Problem Description

You have an integer array nums and an integer k. Your task is to partition this array into at most k non-empty adjacent subarrays to maximize a score.

The score of a partition is calculated as the sum of the averages of each subarray in the partition.

Key requirements:

• You must use every element in nums (the partition must be complete)
• The subarrays must be adjacent (consecutive elements)
• You can use at most k subarrays (you can use fewer than k)
• The score doesn't need to be an integer (it can be a decimal)

Your goal is to find the maximum possible score among all valid partitions.

For example, if you have nums = [9, 1, 2, 3, 9] and k = 3, one possible partition could be [9], [1, 2, 3], [9] with score: 9/1 + (1+2+3)/3 + 9/1 = 9 + 2 + 9 = 20. Another partition could be [9, 1], [2, 3, 9] with score: (9+1)/2 + (2+3+9)/3 = 5 + 4.667 = 9.667. You need to find the partition that gives the maximum score.

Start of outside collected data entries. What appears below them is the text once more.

PR #89, opened 2016-01-05
Start Menu and Save/Load functionality.

superman2k5:


ShadowApex:
I got this error when starting a new game and trying to save:

```python
  File "./tuxemon.py", line 64, in <module>
    main()
  File "/tmp/Tuxemon/tuxemon/core/main.py", line 56, in main
    control.main()
  File "/tmp/Tuxemon/tuxemon/core/control.py", line 438, in main
    self.main_loop()
  File "/tmp/Tuxemon/tuxemon/core/control.py", line 474, in main_loop
    self.event_loop()
  File "/tmp/Tuxemon/tuxemon/core/control.py", line 222, in event_loop
    self.current_state.get_event(event)
  File "/tmp/Tuxemon/tuxemon/core/states/world/__init__.py", line 521, in get_event
    self.save_menu.get_event(event)
  File "/tmp/Tuxemon/tuxemon/core/components/menu/save_menu.py", line 130, in get_event
    1)]
KeyError: 'slot1'
```

tuxemon/core/components/menu/save_menu.py
```diff
@@ -40,12 +40,12 @@ def draw(self):
             slot_name = "slot" + str(slot_num)
 
             # Check to see if a save exists for the current slot
-            if os.path.exists("saves/slot" + str(slot_num) + ".png"):
+            if os.path.exists(".saves/slot" + str(slot_num) + ".png"):
```
ShadowApex: Right now this is going to put save games under the current working directory. We should instead put these save games under the user's home directory. Here's a possible way we could handle this:

https://stackoverflow.com/questions/4028904/how-to-get-the-home-directory-in-python?answertab=votes#tab-top

tuxemon/core/components/menu/save_menu.py
```diff
@@ -119,18 +119,15 @@ def get_event(self, event):
             self.first_run = True
             self.game.main_menu.interactable = True
 
-
-        if event.type == pygame.KEYDOWN and event.key == pygame.K_RETURN and not self.first_run:
+        if event.type == pygame.KEYDOWN and event.key == pygame.K_RETURN:
```
ShadowApex: Probably change this to look for KEYUP events instead?

tuxemon/core/components/save.py
```diff
@@ -58,15 +60,43 @@ def save(player, slot, game):
...
+    try:
+            os.makedirs(path)
+    except OSError:
+            if not os.path.isdir(path):
+                        raise
     # Save a screenshot of the current frame
-    pygame.image.save(game.save_screenshot, 'saves/slot' + str(slot) + '.png')
-
-    saveFile = shelve.open('saves/slot' + str(slot) + '.save')
+    pygame.image.save(game.save_screenshot, '.saves/slot' + str(slot) + '.png')
```
ShadowApex: Instead of defining `'.saves/slot'` multiple times, we should add a variable to `prepare.py` called `SAVE_PATH`. That way if we decide to change the save path, we only need to do it in one place. Then here we can just do:

```python
pygame.image.save(game.save_screenshot, prepare.SAVE_PATH + str(slot) + '.png')
```

tuxemon/core/components/save.py
```diff
@@ -58,15 +60,43 @@ def save(player, slot, game):
...
-    saveFile['current_map'] = game.event_engine.current_map.filename
+    tempinv1 = {}
+    tempinv1 = game.player1.inventory
+    for keysinv, valuesinv in tempinv1.items():
+        for keys2inv, values2inv in valuesinv.items():
+            if keys2inv == 'item':
+                values2inv.surface = None
+    saveFile['inventory'] = tempinv1
+    saveFile['current_map'] = game.event_engine.current_map.filename.split("/")[-1]
+    tempmon1 = []
```
ShadowApex: This should be `tempmon1 = list(game.player1.monsters)` or something similar. The current way you have it here will actually clear the sprites from the `game.player1.monsters` list.

Here's an example of what you're doing right now. Anything you do to `mylist_2` will affect `mylist_1`:
```python
>>> mylist_1 = [1, 2, 3]
>>> mylist_2 = mylist_1
>>> mylist_2.pop()
3
>>> mylist_2
[1, 2]
>>> mylist_1
[1, 2]
```

Doing `mylist_2 = list(mylist_1)` will have this effect:
```python
>>> mylist_1 = [1, 2, 3]
>>> mylist_2 = list(mylist_1)
>>> mylist_2.pop()
3
>>> mylist_2
[1, 2]
>>> mylist_1
[1, 2, 3]
```

superman2k5: This explains my bug I had, which gets fixed with the load function. I can fix that.

tuxemon/core/components/save.py
superman2k5: Looks simple enough. I'll test it out.

tuxemon/core/components/menu/save_menu.py
superman2k5: Yep

tuxemon/core/components/menu/save_menu.py
superman2k5: Makes sense, this was part of my questions I had when I was asking about the folder in the first place.

bitcraft: For what it is worth, I have all the known input bugs sorted out on my
branch. It may not be worth the effort to fix them here.

bitcraft:
https://github.com/Tuxemon/Tuxemon/pull/89/files#diff-9fd4d71feefc93e7f96e05c43dd18e89L222

I see the change to pop_state here.  Its a needed change to pop other states, rather than just the top, but I think that a better change would be this one, that I have implemented on my branch (using a state object, rather than a number):

https://github.com/bitcraft/Tuxemon/blob/menu-state-refactor/tuxemon/core/state.py#L248

States shouldn't know the position of themselves or others on the stack, but having an option to pop a state directly is handy.  I'm currently using this on the main menu...if you go to main menu => tuxemon then exit tuxemon, you will drop back to the world state, instead of main menu (can be changed of course).  This is possible because the main menu will push tuxemon state, then pop itself.

https://github.com/bitcraft/Tuxemon/blob/menu-state-refactor/tuxemon/core/states/world/world_menus.py#L39-L41

superman2k5:
Hey Bitcraft,

First of all thank you for your comments and feedback. I've been asking the question when all the menu refactoring would be done but couldn't get a real timeline. I don't think it makes sense to work on something that is going to be replaced shortly after. I'd rather not create anymore states until what you're doing is complete. I've only been trying to pick easy things to get familiar with the code base and understand it while still providing some value even if it is small. I can change the pop_state function to match, that change was done on the fly, and didn't think it was a long term fix for the situation. 

Some input on the features you're adding: 
"All menu inputs are handled correctly, independent of the menu layout." 
Things like the swap that we do within the PC menu and the drawing of images in the save_menu require additional input. Are you already accounting for this? Have you looked into the storage swapping and save_menu?

bitcraft:
Thanks for your patience with this matter!  Its nice to work with a group that doesn't get upset really easily....been there done that.  In regards to the PC storage menu, I've reviewed all the changes, and I do like how the player interacts with both menus.  Its intuitive and simple.  That being said, I don't have a ready solution to handling it off the top of my head.  I do have a couple ideas, but I'm not totally happy with them yet:
* make a state of each side.  the left/right keys will 'fall through' each state, the correct state grabs it and handles the change to the opposite menu.
* capture left/right keys and then just move the cursor around as needed
* pull out some of the control handling code and make a generic "player input area" that you can add list widgets, selectable items, things like that.

I'm actually leaning toward the last option the most, as it means developers can construct generic interfaces where the controls are handled automatically by making some parent container widget, then adding widgets (like a clickable button, a list, etc) to it.  It also means that I probably wont get to that right away.

As far as a timeline goes, I'm thinking two weeks.  I realize that I'm probably being super imposing here, and I hope that I don't block anything.  There is the least appealing option of just cleaning up what I have, merging it, and leaving the menus broken, but at least then I wont be blocking anyone.

tuxemon/resources/maps/bedroom_test.tmx
```diff
@@ -81,7 +81,7 @@
     <property name="act3" value="dialog_chain Go forth and inact my lampy will."/>
     <property name="act4" value="dialog_chain ${{end}}"/>
     <property name="cond1" value="is player_facing_tile"/>
-    <property name="cond2" value="is button_pressed K_RETURN"/>
+    <property name="cond2" value="is button_released K_RETURN"/>
```
bitcraft: Dialogs should use "pressed" and not "released".  Using KEYUP/released events was a workaround events leaking between states.  Since this particular issue is fixed, these events should use KEYDOWN/pressed, as it provides instant pop up dialogs.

The answer will be accepted if it's within 10^-6 of the actual answer.

Intuition

To maximize the sum of averages, we need to understand a key mathematical property: dividing an array into more groups generally increases the total score. This is because the average of averages tends to be higher than the average of the whole. For instance, [9]/1 + [1]/1 = 10 is greater than [9,1]/2 = 5.

This suggests we should use as many partitions as possible (up to k) to maximize our score. However, we can't just split arbitrarily - we need to be strategic about where we make the cuts.

The problem has an optimal substructure property: if we decide to make the first subarray from index 0 to some index j-1, then the remaining problem becomes finding the best way to partition nums[j:] into at most k-1 groups. This naturally leads to a dynamic programming approach.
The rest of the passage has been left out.